[Opening DATASET RECORDS section]

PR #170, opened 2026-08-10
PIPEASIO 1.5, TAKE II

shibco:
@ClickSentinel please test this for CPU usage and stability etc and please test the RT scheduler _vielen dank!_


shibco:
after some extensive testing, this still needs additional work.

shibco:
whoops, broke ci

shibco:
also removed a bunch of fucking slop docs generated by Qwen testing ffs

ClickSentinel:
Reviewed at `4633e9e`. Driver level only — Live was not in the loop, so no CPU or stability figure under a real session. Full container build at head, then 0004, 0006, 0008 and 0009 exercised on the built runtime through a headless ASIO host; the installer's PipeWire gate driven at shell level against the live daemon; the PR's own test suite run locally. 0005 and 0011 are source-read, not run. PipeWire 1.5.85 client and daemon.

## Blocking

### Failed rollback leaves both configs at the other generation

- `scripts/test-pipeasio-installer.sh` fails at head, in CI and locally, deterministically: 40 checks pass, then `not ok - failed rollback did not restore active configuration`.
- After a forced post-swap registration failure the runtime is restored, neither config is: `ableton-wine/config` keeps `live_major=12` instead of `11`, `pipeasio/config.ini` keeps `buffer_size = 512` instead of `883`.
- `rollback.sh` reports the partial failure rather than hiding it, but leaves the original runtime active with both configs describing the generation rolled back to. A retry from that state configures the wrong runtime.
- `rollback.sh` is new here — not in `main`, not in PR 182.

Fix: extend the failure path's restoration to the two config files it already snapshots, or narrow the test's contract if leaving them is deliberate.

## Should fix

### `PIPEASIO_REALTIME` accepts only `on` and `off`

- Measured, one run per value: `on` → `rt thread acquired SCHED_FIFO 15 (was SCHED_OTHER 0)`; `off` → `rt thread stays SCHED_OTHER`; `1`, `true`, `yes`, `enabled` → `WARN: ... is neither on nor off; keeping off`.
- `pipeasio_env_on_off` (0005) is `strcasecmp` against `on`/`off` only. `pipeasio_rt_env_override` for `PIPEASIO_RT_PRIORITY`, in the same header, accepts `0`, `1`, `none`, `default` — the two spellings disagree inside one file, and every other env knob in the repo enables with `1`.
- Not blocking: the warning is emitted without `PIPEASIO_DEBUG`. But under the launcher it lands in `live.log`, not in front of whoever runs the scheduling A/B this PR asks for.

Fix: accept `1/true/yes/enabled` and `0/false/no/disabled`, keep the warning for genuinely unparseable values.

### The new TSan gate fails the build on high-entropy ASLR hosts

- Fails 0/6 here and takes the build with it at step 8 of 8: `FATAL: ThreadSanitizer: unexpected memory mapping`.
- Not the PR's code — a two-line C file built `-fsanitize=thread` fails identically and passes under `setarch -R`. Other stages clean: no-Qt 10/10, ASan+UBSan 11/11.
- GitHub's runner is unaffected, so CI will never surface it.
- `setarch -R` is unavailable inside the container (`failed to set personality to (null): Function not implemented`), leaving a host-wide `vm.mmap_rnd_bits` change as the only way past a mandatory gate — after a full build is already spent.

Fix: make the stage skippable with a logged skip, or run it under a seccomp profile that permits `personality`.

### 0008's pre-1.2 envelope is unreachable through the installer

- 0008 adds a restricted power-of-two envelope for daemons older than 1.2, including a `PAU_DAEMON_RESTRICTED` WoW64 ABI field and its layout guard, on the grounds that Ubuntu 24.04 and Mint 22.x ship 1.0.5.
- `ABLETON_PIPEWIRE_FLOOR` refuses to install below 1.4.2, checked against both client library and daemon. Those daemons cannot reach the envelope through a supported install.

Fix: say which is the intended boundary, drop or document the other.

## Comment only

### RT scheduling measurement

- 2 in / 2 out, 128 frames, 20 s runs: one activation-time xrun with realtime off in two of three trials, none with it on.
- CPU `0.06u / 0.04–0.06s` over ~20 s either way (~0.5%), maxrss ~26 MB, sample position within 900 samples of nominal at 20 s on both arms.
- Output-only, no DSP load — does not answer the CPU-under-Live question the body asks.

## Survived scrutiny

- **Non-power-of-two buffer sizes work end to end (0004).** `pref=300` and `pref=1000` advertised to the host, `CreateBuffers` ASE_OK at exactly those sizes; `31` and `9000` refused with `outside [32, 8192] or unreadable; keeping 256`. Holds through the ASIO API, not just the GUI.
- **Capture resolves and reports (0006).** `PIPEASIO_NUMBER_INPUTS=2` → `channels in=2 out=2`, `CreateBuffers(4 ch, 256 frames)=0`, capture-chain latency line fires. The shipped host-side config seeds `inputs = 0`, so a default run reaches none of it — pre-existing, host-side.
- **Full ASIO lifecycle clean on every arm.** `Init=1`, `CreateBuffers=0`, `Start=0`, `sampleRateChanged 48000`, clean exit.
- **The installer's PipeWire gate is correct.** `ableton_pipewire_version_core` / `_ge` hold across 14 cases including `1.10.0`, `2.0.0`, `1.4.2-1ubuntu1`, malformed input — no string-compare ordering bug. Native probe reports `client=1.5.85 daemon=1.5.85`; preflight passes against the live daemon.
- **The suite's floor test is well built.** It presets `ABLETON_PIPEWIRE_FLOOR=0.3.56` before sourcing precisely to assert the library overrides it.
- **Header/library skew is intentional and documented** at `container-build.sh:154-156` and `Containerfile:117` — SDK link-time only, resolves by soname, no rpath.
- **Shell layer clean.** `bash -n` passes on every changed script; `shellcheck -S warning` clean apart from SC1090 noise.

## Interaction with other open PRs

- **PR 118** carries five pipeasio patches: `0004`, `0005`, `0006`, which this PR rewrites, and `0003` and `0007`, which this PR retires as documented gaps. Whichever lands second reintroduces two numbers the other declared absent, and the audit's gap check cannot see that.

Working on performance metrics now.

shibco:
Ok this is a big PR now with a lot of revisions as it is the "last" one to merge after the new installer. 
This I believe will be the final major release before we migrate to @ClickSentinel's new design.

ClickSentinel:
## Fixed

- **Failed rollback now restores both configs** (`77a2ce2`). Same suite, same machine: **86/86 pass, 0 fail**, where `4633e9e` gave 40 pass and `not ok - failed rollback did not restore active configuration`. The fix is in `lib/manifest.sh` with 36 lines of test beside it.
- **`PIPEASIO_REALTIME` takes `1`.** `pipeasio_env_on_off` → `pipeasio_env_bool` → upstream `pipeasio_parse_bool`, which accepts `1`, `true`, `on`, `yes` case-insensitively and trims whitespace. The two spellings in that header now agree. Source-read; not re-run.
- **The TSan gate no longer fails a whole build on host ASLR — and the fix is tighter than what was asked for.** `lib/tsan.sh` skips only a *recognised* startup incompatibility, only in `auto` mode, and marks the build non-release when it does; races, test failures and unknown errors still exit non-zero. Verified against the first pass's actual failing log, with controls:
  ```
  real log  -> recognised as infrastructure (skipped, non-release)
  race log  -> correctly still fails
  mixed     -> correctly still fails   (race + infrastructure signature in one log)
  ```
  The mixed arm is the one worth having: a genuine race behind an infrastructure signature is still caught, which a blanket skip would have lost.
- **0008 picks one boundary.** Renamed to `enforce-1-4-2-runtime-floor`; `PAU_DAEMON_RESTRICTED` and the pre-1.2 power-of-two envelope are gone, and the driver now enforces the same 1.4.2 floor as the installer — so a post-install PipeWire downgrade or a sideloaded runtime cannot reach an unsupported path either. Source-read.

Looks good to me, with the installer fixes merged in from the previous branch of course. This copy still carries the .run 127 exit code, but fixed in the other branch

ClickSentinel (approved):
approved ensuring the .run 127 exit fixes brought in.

[Closing DATASET RECORDS section]
[Opening DATASET RECORDS section]

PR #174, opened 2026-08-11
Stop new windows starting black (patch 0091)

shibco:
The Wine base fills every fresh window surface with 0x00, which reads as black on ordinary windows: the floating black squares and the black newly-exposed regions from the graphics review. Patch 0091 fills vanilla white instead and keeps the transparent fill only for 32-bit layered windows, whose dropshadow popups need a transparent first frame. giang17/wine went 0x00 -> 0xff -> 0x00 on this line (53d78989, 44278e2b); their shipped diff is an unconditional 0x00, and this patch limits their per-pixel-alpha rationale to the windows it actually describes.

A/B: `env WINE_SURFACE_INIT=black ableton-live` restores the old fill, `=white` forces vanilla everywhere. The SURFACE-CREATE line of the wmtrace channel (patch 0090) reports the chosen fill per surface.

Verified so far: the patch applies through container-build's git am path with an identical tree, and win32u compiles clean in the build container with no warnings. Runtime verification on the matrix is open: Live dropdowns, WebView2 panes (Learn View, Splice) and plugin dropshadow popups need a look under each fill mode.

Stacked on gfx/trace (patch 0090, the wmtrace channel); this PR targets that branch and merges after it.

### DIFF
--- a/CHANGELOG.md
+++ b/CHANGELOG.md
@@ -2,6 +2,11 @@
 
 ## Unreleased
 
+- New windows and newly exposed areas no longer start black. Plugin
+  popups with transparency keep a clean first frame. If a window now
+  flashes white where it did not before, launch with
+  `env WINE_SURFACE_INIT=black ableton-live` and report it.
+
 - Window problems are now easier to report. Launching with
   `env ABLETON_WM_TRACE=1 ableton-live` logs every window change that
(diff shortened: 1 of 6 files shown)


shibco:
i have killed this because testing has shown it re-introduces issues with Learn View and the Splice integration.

[Closing DATASET RECORDS section]

[AIM OF THE EXERCISE] Look above for the line with "- Output-only, no" and the line with "- **Non-power-of-two buffer"; transcribe both and all lines in between, exactly, and nothing else.

[SOLUTION FOR THIS TASK]
- Output-only, no DSP load — does not answer the CPU-under-Live question the body asks.

## Survived scrutiny

- **Non-power-of-two buffer sizes work end to end (0004).** `pref=300` and `pref=1000` advertised to the host, `CreateBuffers` ASE_OK at exactly those sizes; `31` and `9000` refused with `outside [32, 8192] or unreadable; keeping 256`. Holds through the ASIO API, not just the GUI.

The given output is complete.